Ella escuchaba la voz bronca e imperativa que sonaba a su izquierda, giró la cabeza y se encontró con un hombre de unos setenta años de estatura media y un poco pasado de peso. Pero no eran sus rasgos físicos los que llamaban la atención sino la forma de dirigirse a la frutera. Gritando al mismo tiempo que sus gestos y movimientos ponían de manifiesto una violencia difícil de ocultar.

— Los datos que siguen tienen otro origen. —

PR #2402, opened 2015-07-24
Enable users to create groups

seanh:
@nickstenning suggests that (since it's behind a feature flag) this can be merged now even though the groups dropdown list in the sidebar is still a fake.

@tilgovi Want to review this? Since Nick and I have both worked on it.

What this does:

* Authorized users (anyone who's logged-in) can go to `/groups/new` to get a form for creating a new group
* The form has validation and re-rendering with inline errors and user data intact, if the group name is too short or too long
* On form submission group will be created, user is redirected to group's page including hashid as part of URL. Anyone (logged-in or not, member of group or not) can see this page if they have the link. No functionality on this page yet.
* In the database we save a bunch of generated stuff: created and updated times, creator, and make the creator the first member of the group


h/groups/views.py
```diff
@@ -0,0 +1,105 @@
...
+
+from h.groups import schemas
+from h.groups import models
+from h.accounts import models as accounts_models
+from h import security
+
+
+def _get_hashids(request):
+    salt = security.derive_key(
+        request.registry.settings["secret_key"], "h.groups.hashid", length=20)
```
nickstenning: As we discussed, I think this is a dangerous route to go down. Just add a config option for this.

setup.py
```diff
@@ -50,6 +51,7 @@ def run_tests(self):
     'gevent>=1.0.2,<1.1.0',
     'gnsq>=0.3.0,<0.4.0',
     'gunicorn>=19.2,<20',
+    'hashids>=1.1.0',
```
nickstenning: We should pin this to a specific version as recommended on hashids.org.

nickstenning: Maybe even add a comment explaining why (hashid format may change with updated hashid package, so always pin).

nickstenning:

—Los tomates que me pusiste la semana pasada sólo tenían cara, vaya cosa mala— repetía una y otra vez mientras sus manos se mecían de aquí para allá metiendo las bolsa en el carro.
La muchacha con amabilidad y decisión le respondió —usted mismo lo ha dicho, los tomates parecían buenos nosotras no sabemos como están por dentro.
—Pero a mi, bien que me cuestan los cuartos, vociferaba el bárbaro mientras los ojos parecían salirse de sus órbitas. Dame un melón, ese no, que está verde, ni ese que está maduro, no tenéis nada más que estrío.
Junto a él una mujer pequeña, delgada, parecía confirmar todo lo que el salvaje decía, su cabeza pronunciaba síes rotundos, su cuerpo se balanceaba hacía delante y hacía atrás al mismo tiempo que sus manos entrelazas no dejaban de moverse.
El hombre se alejo un momento para ver el estado en el que se encontraban las alcachofas. La dependienta miró a la señora y le preguntó:
—¿algo más? La esposa escondió la mirada y dijo:” pregúntale a él”.